Now let’s write our first Triton program. This will be a cumulative sum over a 1D tensor.

Triton functions are marked by `@triton.jit`

. Inputs to the base function `cumsum1_tt`

are pointers. We used `tl.load`

and `tl.store`

to load and write to these pointers. We can use `tl.arange`

to indicate pointer ranges. We use a mask for `H`

to only write out the last value.

```
@triton.jit
def plus_fn(a, b):
# This is a helper function where a and b are tensors.
return a + b
@triton.jit
def cumsum1_tt(X, Y, H, K: tl.constexpr):
# This is the base triton function. Capital letters are pointers to memory.
# Create a tensor from 0 to K - 1
Ks = tl.arange(0, K)
# Load in a sequence of K x's (blue)
x = tl.load(X + Ks)
# Compute h (green) and y (yellow) on axis 0.
hs = tl.associative_scan(x, 0, plus_fn)
y = hs
# Write out K y's
tl.store(Y + Ks, y)
# Write out only the last h to memory.
tl.store(H + Ks * 0, hs, mask=Ks == (K-1))
# Test to confirm it runs on the GPU.
h = zeros(1)
cumsum1_tt[(1,)](x, y, h, K=K)
h_, y_ = cumsum(x[:K].tolist())
check(h[0], [h_], y[:K], y_)
```

```
✔️
```

Note though that internally it doesn’t calculate things left to right, but instead builds up a tree.
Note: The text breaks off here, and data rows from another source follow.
PR #11171, opened 2025-07-25
refactor: bench external getResolve & remove ResolveClosureContext

SyMind:
## Summary

add bench case for external getResolve in codspeed

## Checklist

### DIFF
--- a/crates/rspack_binding_api/src/raw_options/raw_external.rs
+++ b/crates/rspack_binding_api/src/raw_options/raw_external.rs
@@ -103,25 +103,6 @@ pub struct RawExternalItemFnCtxData<'a> {
   pub context_info: &'a ContextInfo,
 }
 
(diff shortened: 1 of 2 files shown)


crates/rspack_binding_api/src/raw_options/raw_external.rs
```diff
@@ -103,25 +103,6 @@ pub struct RawExternalItemFnCtxData<'a> {
   pub context_info: &'a ContextInfo,
 }
 
-#[derive(Debug, Clone)]
-struct ResolveClosureContextInner {
```
h-a-n-a, line 107: Maybe we should consider this PR as a `refactor` or `perf`?

SyMind: done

Since sum is associative, \((x_1 + x_2) + x_3 = x_1 + (x_2 + x_3)\)

We can use Triton’s `associative_scan`

function. It computes this tree in parallel to sum up all the numbers.

To compute the intermediate terms, we need to do one pass up the tree and then a second pass down to get each of the intermediate values. This is what `associative_scan`

does.

### Block Implementation

However, there is an issue. We can only load in a maximum $K$ value on to the GPU at any given time. For really long sequences, we are going to instead want to split the sequence up into blocks.

We can do part of the calculation for each of these seperately. In Triton, this corresponds to different Program IDs.